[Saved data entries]
=== Section Start ===

PR #506, opened 2020-03-26
Fix #463 ; Debug build mode fixing in Windows

### LINKED ISSUE #463: No way to build without --release?
Hi guys :wave: Is it me or it's only possible to `neon build --release`?
If I run just `neon build` then I get this message `Neon only build with --release...`. What is the reason of that?

There are some conditional attributes in my code that depend on `debug_assertions`, so those don't work because of this. 

Response would be greatly appreciated, especially if soon.

usagi:
Related: https://github.com/neon-bindings/neon/issues/463#issuecomment-604243158

### DIFF
--- a/crates/neon-build/src/lib.rs
+++ b/crates/neon-build/src/lib.rs
@@ -22,6 +22,11 @@ cfg_if! {
             println!("cargo:rustc-link-search=native={}", &node_lib_path.display());
             println!("cargo:rustc-link-lib={}", &node_lib_file_path.file_stem().unwrap().to_str().unwrap());
 
+            if debug
+            {
+                println!("cargo:rustc-link-lib=msvcrtd");
+            }
+
             // Link `win_delay_load_hook.obj` for windows electron
             let node_runtime_env = "npm_config_runtime";
             println!("cargo:rerun-if-env-changed={}", node_runtime_env);
--- a/crates/neon-build/src/lib.rs
+++ b/crates/neon-build/src/lib.rs
@@ -22,7 +22,7 @@ cfg_if! {
             println!("cargo:rustc-link-search=native={}", &node_lib_path.display());
             println!("cargo:rustc-link-lib={}", &node_lib_file_path.file_stem().unwrap().to_str().unwrap());
 
-            if debug
+            if cfg!(target_env = "msvc") && debug
             {
                 println!("cargo:rustc-link-lib=msvcrtd");
             }
--- a/src/lib.rs
+++ b/src/lib.rs
@@ -352,9 +352,6 @@ macro_rules! neon_stringify {
     }
 }
 
-#[cfg(all(windows, not(neon_profile = "release")))]
-compile_error!("Neon only builds with --release. For tests, try `cargo test --release`.");
-
 #[cfg(test)]
 mod tests {
     extern crate rustversion;


crates/neon-build/src/lib.rs
```diff
@@ -22,6 +22,11 @@ cfg_if! {
             println!("cargo:rustc-link-search=native={}", &node_lib_path.display());
             println!("cargo:rustc-link-lib={}", &node_lib_file_path.file_stem().unwrap().to_str().unwrap());
 
+            if debug
+            {
+                println!("cargo:rustc-link-lib=msvcrtd");
```
kjvalencik: This doesn't appear to be impacting other compilers (tests are passing), but, just to be safe, can you add a `cfg` to target just `msvc`?

kjvalencik:
Were you able to reproduce the integer overflow from the linked issue without this fix?

crates/neon-build/src/lib.rs
usagi: 👍 Yes I agree to your suggestion. I'll try to fixup. Thank you.

usagi:
@kjvalencik Ah... unfortunately(or maybe a good news), I could not reproduce the `Error: internal error in Neon module: attempt to subtract with overflow` or any happenings. And I could not contact the original error reporter then I could not know the repro codes that happened the overflow error.

But, the fix works with [examples](https://github.com/neon-bindings/examples). And it's debuggable with msvc-debugger and lldb. Lines, variables, dynamic links, registers and step execution in a rust codes are looks good to me. 

I think maybe, that overflow error occered from the implementation difference of a memory allocation between msvcrt.lib and msvcrtd.lib .

---

I'll happy if the original reporter @anurbol would be share the repro code.

anurbol:
Hi @usagi, you've done great work, wow. I am sorry, I can neither share the code, because I forgot everything about this problem, and where the code is actually, nor I think it could be useful because the code was pretty huge and I never knew which exact part caused the problem.

d4hines:
Any more thoughts on this? We're eagerly awaiting debug builds on Windows!

dherman:
Thank you for this submission @usagi! I think we should merge it, even if we aren't 100% sure all the issues are gone since this is only for debug builds. If those issues start to surface again we can just try to fix them, but they shouldn't break production systems.

dherman:
@usagi After we merge this PR and publish a new Neon version, do people still need to use any of the manual steps in https://github.com/neon-bindings/neon/issues/463#issuecomment-603664370 or can they just do `neon build --debug`?

usagi:
@dherman Just do `neon build --debug` ( = `neon build`).

crates/neon-build/src/lib.rs
dherman: What is msvcrtd? Is that the debug mode of Microsoft's C runtime library?

dherman:
@usagi In retrospect, it seems worthwhile to add a comment to the line you added that links msvcrtd, since it's otherwise fairly mysterious. Would you be up for a quick followup PR to add the comment?

usagi:
@dherman I will PR in near future about what is the trick if I could find the time.

retep998:
This seems incorrect. Rust always uses the release CRT, so linking the debug CRT would conflict with that. Why was this solution preferred over simply building the C code in release on Windows as I did in [my PR from a year ago that was ignored](https://github.com/neon-bindings/neon/pull/400)?

dherman:
Oh wow, thank you @retep998, and my apologies for overlooking your contribution. That never feels good. We do our best to keep on top of things but we don't always live up to our intentions.

Maybe what we could do is, I can write a backout PR for this and then that should fix the merge conflicts for #400. That way we don't lose the history or attribution.

@retep998 Just to make sure I understand: how would the conflicts manifest -- would it result in link-time or runtime errors? Any idea why @usagi's tests didn't run into any errors? Also, do you happen to have any links to info where I can learn about how and why Rust uses the release CRT in Windows?

As always, I really appreciate you sharing your expertise in Windows and Rust!

retep998:
`libc` as depended on by `std` will always link to the release CRT: https://github.com/rust-lang/libc/blob/b61d8c617a782688f81ccb8fe25919c20dcd374e/src/windows/mod.rs#L238-L242

Depending on the order of inputs to the linker, this may result in all linked rust code using only the debug CRT, only the release CRT, or a mixture of both which could cause link errors or runtime UB. If the user depends on any other crates that also link to C code, then that C code may end up linking against the debug CRT despite having been built against the release CRT which could cause link errors or runtime UB. 

In the future Rust may gain the option to link to the debug CRT: https://github.com/rust-lang/rust/issues/39016

dherman:
Thanks @retep998! You saved us from some likely extremely hard to diagnose bugs down the road. I’ll submit a backout PR and then see if your PR can be merged.

dherman:
Submitted #515 to back this one out. @usagi Thank you for contributing this PR—even though this particular solution didn't end up being the one we'll use, it still spurred the right conversation and will get us to a fix for the issue.

Issue #512, opened 2020-04-27
neon cli: create new project in current dir


anton-iskryzhytskyi:
![image](https://user-images.githubusercontent.com/36485067/80346096-df2ae100-8872-11ea-999d-f635c1875cf8.png)
Hello!
Think it'd be a nice feature to add for neon CLI, to create a project in the current directory.

anton-iskryzhytskyi:
Created a [PR](https://github.com/neon-bindings/neon/pull/513)

PR #513, opened 2020-04-27
Create new project in current dir

anton-iskryzhytskyi:
This PR adds an ability to create new neon project in current dir

[Issue](https://github.com/neon-bindings/neon/issues/512)


dherman:
Thank you for this suggestion, @anton-iskryzhytskyi!

Since `new` implies the creation of a new directory, I don't think it's a good user experience to allow Neon to modify the contents of an existing directory—in particular, imagine how a user would feel if they chose an existing directory by accident and `neon new` polluted it with a bunch of new files, or worse, overwrite existing files. As precedent, `cargo new` doesn't allow using an existing directory.

We could change this to a new `neon init` command, though, which takes as its argument a directory that must already exist (including `.` as a valid option). But we should think through what to do if it comes across any existing files that it would overwrite. For precedent, it looks like `npm init` and `cargo init` silently overwrite files, but in both cases they don't touch as many files as `neon init` does. This probably deserves an RFC to document our thinking.

Any thoughts?

dherman:
Thank you again for this contribution, @anton-iskryzhytskyi! I am going to close for now, because we aren't sure what UI we would want for this use case. If you'd like to reopen with an RFC I'm always happy to discuss further!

=== Section End ===

- _PROBLEM DETAILS_
The reply should be nothing but the number of lines in the entries that include "will".

- _REPLY_
3